> _Exercise requirements_
Among the entries, how many lines carry the string "https"? Give the number and nothing else.

[Records from a collection]
<<<<

PR #130, opened 2019-06-07
Gazebo omniwheel robot simulation

alexdewar:
Hi both,

I found a model online of a Gazebo omniwheeled robot: https://github.com/GuiRitter/OpenBase

What do you think about trying to adapt it for the Mecanum robots that we'll be using for the hackathon?

The example code I've written (based on @shinjanxp's good work!) is fairly basic at the moment (e.g. you can't control the rollers). If we decide not to use it I'll probably just keep it as another Gazebo example, once I sort out the current multi-branch git madness we have.


examples/gazebo_omniwheel/omniwheel_plugin.cc
```diff
@@ -0,0 +1,96 @@
...
+#include <gazebo/gazebo.hh>
+#include <gazebo/msgs/msgs.hh>
+#include <gazebo/physics/physics.hh>
+#include <gazebo/transport/transport.hh>
+
+using namespace BoBRobotics;
+using namespace units::velocity;
+
+namespace gazebo {
+/// \brief A plugin to control a simple cart with differential drive.
```
neworderofjamie: This comment might need updating

include/robots/gazebo/omni2d.h
```diff
@@ -0,0 +1,37 @@
...
+// Gazebo
+#include <gazebo/msgs/msgs.hh>
+#include <gazebo/transport/transport.hh>
+
+namespace BoBRobotics {
+namespace Robots {
+namespace Gazebo {
+using namespace units::literals;
+
+class Omni2D
```
neworderofjamie: Might it be nice to add a base class for omniwheels as (in various PRs) we now have 2?

PR #131, opened 2019-06-11
Add support for Gazebo plugins to CMake build system

alexdewar:
This PR is currently just a placeholder so I can stick it on my todo list, as it depends on a few other branches that I should probably merge to ``cmake`` first.


alexdewar:
Hey @neworderofjamie. Welcome back! Hope you had a nice trip.

I think this branch is probably ready to be looked at, if you've got time. Would be handy to get it merged before the Hackathon.

.gitignore
```diff
@@ -26,6 +26,7 @@ bob_robotics.includes
 
 # Ignore object files
 **/*.a
+**/*.so
```
neworderofjamie: For symmetry should we also be ignoring .dll?

examples/gazebo_tank/differential_drive_plugin.cc
```diff
@@ -0,0 +1,110 @@
+#include <gazebo/gazebo.hh>
+#include <gazebo/physics/physics.hh>
+#include <gazebo/transport/transport.hh>
+#include <gazebo/msgs/msgs.hh>
+#include <gazebo/common/common.hh>
+
+namespace gazebo
+{
+  /// \brief A plugin to control a simple cart with differential drive.
```
neworderofjamie: really minor thing - I don't think we generally indent within namespaces (otherwise you end up indented way across the screen before you even start!). Also this looks like it's indented with 2 spaces rather than 4

include/common/gazebo_node.h
```diff
@@ -0,0 +1,18 @@
+#pragma once
+// Gazebo includes
+#include <gazebo/transport/transport.hh>
+#include <gazebo/gazebo_client.hh>
+
+using namespace gazebo::transport;
```
neworderofjamie: I don't think this belongs in common and it definitely should be in a namespace - personally I'd say ``BoBRobotics::Gazebo::getNode`` and ``BoBRobotics::Gazebo::shutdown`` would be better names

include/robots/gazebo_tank.h
```diff
@@ -0,0 +1,59 @@
...
+  : public Tank
+{
+    using meters_per_second_t = units::velocity::meters_per_second_t;
+    using radians_per_second_t = units::angular_velocity::radians_per_second_t;
+public:
+    GazeboTank(const radians_per_second_t maximumSpeed, gazebo::transport::NodePtr node)
+      : m_MaximumSpeed(maximumSpeed)
+    {
+        // Publish to the  differential_drive_robot topic
+        pub =node->Advertise<gazebo::msgs::Vector3d>("~/differential_drive_robot/vel_cmd");;
```
neworderofjamie: can't we use a 2d vector here?

.gitignore
alexdewar: I *think* we already are

examples/gazebo_tank/differential_drive_plugin.cc
alexdewar: 👍

include/common/gazebo_node.h
alexdewar: :+1:

include/robots/gazebo_tank.h
alexdewar: Good point.

alexdewar:
Hmm Jenkins seems not be running for some reason... Any thoughts, @neworderofjamie?

PS -- I think at some point you gave me the Jenkins login details but I can't seem to find them in my emalis anywhere, would you mind resending? That way I won't have to pester you so much with Jenkins issues :wink:

neworderofjamie:
Hmm can you even access https://gen-ci.inf.sussex.ac.uk? I'm getting a bad gateway

alexdewar:
Nope :disappointed:

include/robots/gazebo_tank.h
```diff
@@ -44,15 +45,17 @@ class GazeboTank
     {
         BOB_ASSERT(left >= -1.f && left <= 1.f);
         BOB_ASSERT(right >= -1.f && right <= 1.f);
-          // Set the velocity in the x-component
-        gazebo::msgs::Set(&msg, ignition::math::Vector3d(left * m_MaximumSpeed.value(), right * m_MaximumSpeed.value(), 0));
-        // Send the message
+        
+	// Set the velocity in the x-component
+        gazebo::msgs::Set(&msg, ignition::math::Vector3d(left * m_MaximumSpeed.value(), right * m_MaximumSpeed.value()));
```
neworderofjamie: I have no idea how gazebo works but why are we now setting a ``Vector2d`` message as ``Vector3d``?

alexdewar: Ah yes, I missed that one and then didn't build test it :wink:

PR #132, opened 2019-06-11
GPS stuff for Norbert

alexdewar:
Hey Norbert,

I cherry-picked a couple of small commits off another branch which I thought might be useful to you for the GPS stuff.

Commit summary:
- I made ``GPSCoordinates`` an alias for ``LatLon<WGS84>`` because I thought that would be clearer
- I changed the members of ``LatLon`` non-``const`` (e.g. so that you can assign to a ``LatLon``)

It's using your branch as a base, so just click merge if you're happy with it.

### DIFF
--- a/common/map_coordinate.h
+++ b/common/map_coordinate.h
@@ -84,6 +84,9 @@ struct LatLon
     const units::angle::degree_t lon;
 };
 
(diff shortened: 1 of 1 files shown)


tenxlenx:
thanks Alex

PR #139, opened 2019-07-26
Antworld rendering improvements

neworderofjamie:
This P.R. has yet to reach the point the branch name suggested but is a small refactor of some of the ant world rendering code:
1. ``RenderMesh`` previously duplicated a lot of code in ``World::Surface``
2.  Moved ``World::Surface`` and ``World::Texture`` out into top-level classes
3.  Made ``RenderMesh`` a base class using ``World::Surface`` for it's rendering and implemented current render mesh in ``RenderMeshCylinder``
4. Made ``World::Surface`` rather more flexible:
    - To enable indexed rendering (meaning that vertices can be shared between multiple triangles)
    - Used type-traits to implement support for different data formats


neworderofjamie:
Arg, I have no idea what's wrong with ``third_party/ev3dev-lang-cpp`` on my machine - every time I checkout  a branch it complains

include/antworld/surface.h
```diff
@@ -0,0 +1,140 @@
...
+
+        // Calculate number of vertices from positions
+        m_NumVertices = positions.size() / size;
+
+        // Unbind buffer
+        glBindBuffer(GL_ARRAY_BUFFER, 0);
+    }
+
+    template<typename T>
+    void uploadColours(const std::vector<T> &colours, GLint size = 3)
```
alexdewar: If ``size`` can only be e.g. 1 and 3 we could enforce it with a ``BOB_ASSERT``

include/antworld/surface.h
```diff
@@ -0,0 +1,140 @@
...
+
+        // Cache number of indices
+        m_NumIndices = indices.size();
+
+        // **NOTE** GL_ELEMENT_ARRAY_BUFFER works subtly different from GL_ARRAY_BUFFER
+        // as it has no client state/pointer tying it to the VAO. Therefore we need to
+        // leave it bound until after we unbind the VAO - makes sense but ugly
+    }
+    
+    void setTexture(const Texture *texture){ m_Texture = texture; }
```
alexdewar: Could ``texture`` be ``nullptr``? If not, maybe we should pass by reference or check with ``BOB_ASSERT``

src/antworld/render_mesh.cc
```diff
@@ -15,22 +15,30 @@ namespace BoBRobotics
...
+    // Render surface
+    m_Surface.render(GL_QUADS);
+
+    // Unbind surface, leaving texture binding alone
+    m_Surface.unbind(false);
 }
+
+//----------------------------------------------------------------------------
+// BoBRobotics::AntWorld::RenderMeshCylinder
 //----------------------------------------------------------------------------
```
alexdewar: Maybe a one-line comment would be good here just to explain what ``RenderMeshCylinder`` is and how it differs from ``RenderMesh``.

I'm well aware that being a bit of a hypocrite here :wink:

src/antworld/surface.cc
```diff
@@ -0,0 +1,90 @@
...
+{
+    // If surface has a texture, bind it
+    if(unbindTexture && m_Texture != nullptr) {
+        glDisable(GL_TEXTURE_2D);
+        m_Texture->unbind();
+    }
+
+    // Unbind vertex array
+    glBindVertexArray(0);
+}
```
alexdewar: It might be clearer in calling code if these were split into separate functions instead, e.g. ``bind()`` and ``bindWithTexture()``, but up to you.

examples/ant_world/ant_world.cc
```diff
@@ -112,7 +112,7 @@ int main(int argc, char **argv)
                                     4096,
                                     GL_COMPRESSED_RGB);
     } else {
-        renderer.getWorld().load(filesystem::path(argv[0]) / "../../resources/antworld/world5000_gray.bin",
+        renderer.getWorld().load(filesystem::path(argv[0]).parent_path() / "../../resources/antworld/world5000_gray.bin",
```
alexdewar: Oops! I think this was me.

include/antworld/surface.h
neworderofjamie: Yeah, that just signifies no texture

include/antworld/surface.h
neworderofjamie: OpenGL claims that it will produce a ``GL_INVALID_VALUE`` if these are invalid - our code is generally attaching an OpenGL error callback so I think this is probably ok

src/antworld/surface.cc
neworderofjamie: agreed!

src/antworld/render_mesh.cc
neworderofjamie: So, good thing you raised this, turns out it's not a cylinder in any way so renamed the class and added a brief explanation of what it does

src/antworld/surface.cc
neworderofjamie: :+1:

include/antworld/surface.h
alexdewar: Ok cool, as long as there's some error checking going on

include/antworld/surface.h
alexdewar: Yeah ok. A pointer seems right then.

>>>>

> _Output_
2